Our per capita transfer rates likely represented lower bounds of vaccine and vampiricide spread since the relatively high percentage of bats initially treated with RB left few others available to be exposed via transfer in two of our colonies and relocation of the third colony reduced capture rates during the monitoring period. Indeed, some studies have suggested higher transfer rates of vampiricide [17, 38]. We therefore conducted a sensitivity analysis where both vaccines and vampiricide spread up to 10-fold more efficiently than our RB estimates, values that exceeded the largest transfer rates suggested from vampiricide releases [17, 38]. Additionally, we considered transfer rates that were up to 75% less efficient than our RB estimates. This analysis demonstrated that low-level vaccination remained favored under preventative and proactive approaches even if both the vaccine and vampiricide spread up to 3-fold greater than observed in our field studies (Supplementary Figures 7-9). If both interventions spread less effectively than RB, vaccination was either superior or equivalent to culling except when large proportions of bat colonies were reactively culled (Supplementary Figure 6). Under realistic levels of application (application ≤ 25%), even if vampiricide spread 3-fold better than a vaccine, it was unable to outperform vaccination under preventative or proactive approaches when R0 was less than 2. Under reactive scenarios, culling was favored if vampiricide spread 2-3-fold better than a vaccine or if VBR R0 was 2 (Supplementary Figure 9). Given that existing oral rabies vaccines use replication-competent viral vectors with potential for lower effective doses than chemical poisons [24, 25], heightened vampiricide transfer is less likely than the converse where vaccines spread better [8]. The high R0 scenarios where culling was favored are also unlikely, as the estimated VBR R0 is considerably lower than 2 [20]. Our results therefore support previous suggestions that culling may require near-elimination of bats to locally benefit rabies prevention [18] and reveal spreadable vaccines as efficient tools to reduce the size, duration, and probability of rabies outbreaks in Latin America.

Discussion

This study demonstrates proof-of-principle that at operationally-achievable levels of deployment and empirically-quantified rates of bat-to-bat spread, orotopical vaccines should reduce rabies transmission more effectively than culling, the current policy employed across Latin America. Since VBR persistence requires inter-colony spread for viral dispersal, even modest reductions in outbreak size are likely to have epidemiologically important impacts at the larger geographic scales over which disease control campaigns are implemented. In particular, by reducing the number of infected bats and the probability of viral invasion, vaccination of a limited number of colonies would disproportionately benefit regional rabies elimination by favoring stochastic viral extinctions. Because male dispersal spreads rabies between colonies, vaccination might further benefit from targeting male bats [33]. Although higher rates of social grooming among females was expected to undermine this strategy [38, 39], we found that males have equal or greater inter- and intra-sex contact rates, a possible consequence of attempted mating with females or fighting among males. Importantly, because self-grooming is common [40], any vaccine transferred through these interactions would ultimately be ingested.

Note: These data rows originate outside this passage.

PR #1491, opened 2023-06-21
[python] Trivial commit to test #1490 (1 of 2)

johnkerl:
If we did #1490 right then full CI will run when this PR is merged to `main` (1 of 2). See also #1492.


johnkerl:
No need; any subsequent PR to `main` will test this out.

PR #1496, opened 2023-06-21
[ci/python] Second try for #1490

johnkerl:
Attempts to address this problem: https://github.com/single-cell-data/TileDB-SOMA/issues/1489#issuecomment-1601824893


johnkerl:
Fixed by #1497 instead

Issue #2513, opened 2024-05-06
[c++] Eliminate unused-variable and deprecated-API warnings in `libtiledbsoma` compile


johnkerl:
Goal: A clean C++ compile

PR #2581, opened 2024-05-17
[c++/python] Address C++ warnings in Python build

jp-dark:
**Issue and/or context:** #2513

**Changes:**
1. Add `TILEDB_REMOVE_DEPRECATIONS` as a CMake option that can be passed to the external TileDB build.
2. Update CI to build TileDB without the deprecated API.
3. Address a few misc. warnings in PyBind. 
   * Use `is` instead of `==` for PyBind type checks.
   * Use `TileDBSOMAPyError` instead of `TileDBSOMAError` when generating errors in `query_conditions.cc` (remove redefinition).
   * Remove unused variables.


jp-dark:
Note: This change removes the TileDB deprecation warnings from some but not most CI. When TileDB is built downstream (e.g. as part of TileDB-Py), then the deprecations are still built into the API.

johnkerl (approved):
🚢

Issue #2588, opened 2024-05-20
[Bug] Python client no longer able to use version from file `RELEASE-VERSION`


jdblischak:
PR https://github.com/single-cell-data/TileDB-SOMA/pull/2563 was merged Thursday. It updated `version.py` to improve the auto-generated versions for the Python package. However, this seems to have broken the package build workflow that relies on obtaining the version from the file `RELEASE-VERSION` instead of the Git repository.

The nightly jobs that build wheels from an sdist (which has `RELEASE-VERSION` bundled with it) are failing because `version.py` is running a Git command which fails in this context with no Git repository

xref: https://github.com/single-cell-data/TileDB-SOMA/issues/2578#issuecomment-2117781606, https://github.com/single-cell-data/TileDB-SOMA/issues/2583, https://github.com/single-cell-data/TileDB-SOMA/issues/2584, https://github.com/single-cell-data/TileDB-SOMA/issues/2585

```python
subprocess.CalledProcessError: Command '('git', 'tag', '--list', '--sort=v:refname', '[0-9].*.*')' returned non-zero exit status 128.
```

note to self: this scheduled job runs at 5:44 AM each day, which is why the job passed on Thursday and the first failure was Friday morning

The nightly tiledbsoma-feedstock builds are failing with a similar albeit different error:

xref: https://github.com/TileDB-Inc/tiledbsoma-feedstock/issues/153#issuecomment-2120605388

```python
    File "${SRC_DIR}/apis/python/version.py", line 124, in get_latest_remote_tag
      raise RuntimeError(f"No tags found in remote {remote}")
  RuntimeError: No tags found in remote origin
```

The conda recipe build script creates `RELEASE-VERSION` using the version specified in the recipe ([source](https://github.com/TileDB-Inc/tiledbsoma-feedstock/blob/f537d2dbc8d7e195dac350578fd8b0ca031cd67a/recipe/build-tiledbsoma-py.sh#L7)): `echo "$PKG_VERSION" >> RELEASE-VERSION`

Frustratingly my packaging CI job didn't catch this. Even though I build from an sdist, I unpacked it within the Git repository, so `version.py` was still able to successfully run Git commands. I'll update the pipeline to be more rigorous.

ryan-williams:
[...]

PR #2589, opened 2024-05-20
[python/ci] Build wheel from sdist outside of Git repository

jdblischak:
**Issue and/or context:**

The recent update to `version.py` broke package builds that rely on `RELEASE-VERSION` outside the context of a Git repo

xref: #2588, https://github.com/single-cell-data/TileDB-SOMA/pull/2563, https://github.com/TileDB-Inc/tiledbsoma-feedstock/issues/153#issuecomment-2120605388

**Changes:**

This is exactly the type of build error that my packaging CI workflow is supposed to catch. I've updated it so that it now extracts the sdist outside of the Git repo that was cloned, which should catch this type of error in the future

**Notes for Reviewer:**

The packaging CI is expected to fail. I will rebase it after we merge the fix from @ryan-williams

### DIFF
--- a/.github/workflows/python-ci-packaging.yml
+++ b/.github/workflows/python-ci-packaging.yml
@@ -10,6 +10,7 @@ on:
       - 'apis/python/MANIFEST.in'
       - 'apis/python/pyproject.toml'
       - 'apis/python/setup.py'
+      - 'apis/python/version.py'
       - 'apis/python/src/tiledbsoma/__init__.py'
       - 'libtiledbsoma/cmake/inputs/Config.cmake.in'
       - 'libtiledbsoma/cmake/inputs/tiledbsoma.pc.in'
@@ -23,6 +24,7 @@ on:
       - 'apis/python/MANIFEST.in'
       - 'apis/python/pyproject.toml'
       - 'apis/python/setup.py'
+      - 'apis/python/version.py'
       - 'apis/python/src/tiledbsoma/__init__.py'
       - 'libtiledbsoma/cmake/inputs/Config.cmake.in'
       - 'libtiledbsoma/cmake/inputs/tiledbsoma.pc.in'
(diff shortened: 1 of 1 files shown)


jdblischak:
As expected, the "Wheel from sdist" jobs failed with:

```python
subprocess.CalledProcessError: Command '('git', 'tag', '--list', '--sort=v:refname', '[0-9].*.*')' returned non-zero exit status 128.
```

jdblischak:
Potential fix from @ryan-williams in #2590. I manually triggered the branch [rw/ver](https://github.com/single-cell-data/TileDB-SOMA/tree/rw/ver) to run the packaging CI workflow

https://github.com/single-cell-data/TileDB-SOMA/actions/runs/9161462896

(in the future this CI will automatically be triggered when `version.py` is edited)

.github/workflows/python-ci-packaging.yml
```diff
@@ -351,6 +353,7 @@ jobs:
     steps:
       - uses: actions/checkout@v4
         with:
+          path: TileDB-SOMA
           fetch-depth: 0 # for setuptools-scm
```
ryan-williams, line 357: Just noting, `fetch-depth: 0` shouldn't be necessary anymore (since #2563). Fine to leave it in as well.

ryan-williams (approved):

.github/workflows/python-ci-packaging.yml
jdblischak: I agree it isn't strictly necessary. But I want to keep this test job as close to as possible to the upstream official packaging job that it is designed to emulate

https://github.com/single-cell-data/TileDB-SOMA/blob/6108f733e1d616f20a285a92a8695f124a795d44/.github/workflows/python-packaging.yml#L27-L30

Designing large-scale campaigns to deploy spreadable rabies vaccines requires additional research in several areas. First, to optimize the number of vaccine doses to apply to each bat, captive and field studies should quantify individual heterogeneity in transfer rates using actual vaccines in addition to biomarkers. Second, the costs of vaccination must be estimated in economic terms in addition to the epidemiological assessment provided here. Unfortunately, vaccines are currently produced only for research and costs of large-scale production are unavailable. Third, vaccination of vampire bats without population reduction will be unacceptable to some stakeholders since uncontrolled bat depredation sustains exposures to non-rabies pathogens [41] and anemia from bites may reduce livestock productivity independently of rabies [42]. Given that culling shifts bat populations towards younger, more rabies susceptible individuals, which could enhance rabies transmission [19], future research should develop tools for reproductive suppression as an alternative to culling [43]. Finally, metapopulation maintenance of rabies provides opportunities for more efficient, epidemiologically-informed vaccination [44]. For example, vaccines might be deployed with prior knowledge of rabies presence from livestock surveillance systems (e.g., ring vaccination) or preventatively in areas where the locations and timing of outbreaks are predictable [36]. Spatially-explicit rabies transmission models will be an important next step to design these interventions, but will require a more quantitative understanding of bat dispersal than is currently available. Excitingly, once strategies are developed, the operational capacity for their implementation is already available in most Latin American countries through decades of experience with culling campaigns.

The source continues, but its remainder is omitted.